Con el último post de redirie, todo queda aclarado y mi frase es perfecta... 

EDIT: Lo de "ellos/nosotros" y "su/sus hijo/hijos" depende de quién firma la carta y si se le manda una carta a cada niño... o a los papás, claro o una circular para todos.  
.


----------



## redirie

Muchas gracias por sus aportaciones.  Pongo "estamos" ya que en la carta original dice "we are thrilled to have the opportunity to work with your child."

Una pregunta más, ¿en cuál caso sería apropiado usar "entusiasmado con" en vez de "entusiasmado de"?


----------



## micafe

"Estoy entusiasmado *con* mi nuevo computador"

"Ella está entusiasmada *con* el viaje que va a hacer"

"Ella está entusiasmada *de* viajar a Europa"


----------



## Oldy Nuts

Mica, precisamente porque tenía esa duda es que pedí más contexto.
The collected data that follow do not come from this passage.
PR #57, opened 2020-01-03
Release Giant Swarm for Azure 8.6.0

omegas27:
Towards https://github.com/giantswarm/giantswarm/issues/7302

### DIFF
--- a/azure.yaml
+++ b/azure.yaml
@@ -33,6 +33,21 @@
     - name: app-operator
       version: 1.0.0
     - name: azure-operator
+      version: 2.6.2
+    - name: cert-operator
+      version: 0.1.0
+    - name: chart-operator
+      version: 0.7.0
+    - name: cluster-operator
+      provider: azure
+      version: 0.20.0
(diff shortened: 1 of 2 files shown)


azure.yaml
```diff
@@ -29,6 +29,21 @@
...
+    - name: cert-operator
+      version: 0.1.0
+    - name: chart-operator
+      version: 0.7.0
+    - name: cluster-operator
+      provider: azure
+      version: 0.20.0
+  date: 2019-12-31T10:00:00Z
+  version: 8.6.0
+- active: false
```
MarcelMue: This should be true, right?

MarcelMue: Wait no - I am dumb ignore me.

omegas27: It is version 8.4.0. Do we want it active as 9.0.0 and 8.6.0 are active?

omegas27: It happens :)

omegas27:
@giantswarm/team-ludacris  should we close that one?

Y, en mi opinión, no estamos hablando de gramática, sino que de traducciones. "¿Me estás tirando la pierna?" está gramaticalmente correcto, pero no es una buena traducción de "Are you pulling my leg?". Salvo, por cierto, que la otra persona lo tenga agarrado de la pierna y se la esté tirando ...  

Un ejemplo más de la importancia del contexto.


----------



## Milton Sand

redirie said:


> Hola:
> ¿Hay cierto matiz entre decir "Estamos muy emocionados por poder trabajar con su hijo/a" y "Estamos muy entusiasmados con poder trabajar con su hijo/a"?
> 
> Gracias de antemano.





micafe said:


> "Estoy entusiasmado *con* mi nuevo computador"
> 
> "Ella está entusiasmada *con* el viaje que va a hacer"
> 
> "Ella está entusiasmada *de* viajar a Europa"


Hi you all,
I agree with Micafe. I would use «con» to introduce a noun, and «de» to introduce an action in the form of a infinitive, and no preposition to introduce a _gerundio_. A more formal way is to use «al» before infinitive:

Estamos muy emocionados *con *su hijo.
Estamos muy emocionados *de *poder trabajar con su hijo.
Estamos muy emocionados trabaja*ndo* con su hijo.
Estamos muy emocionados *al *poder trabajar con su hijo.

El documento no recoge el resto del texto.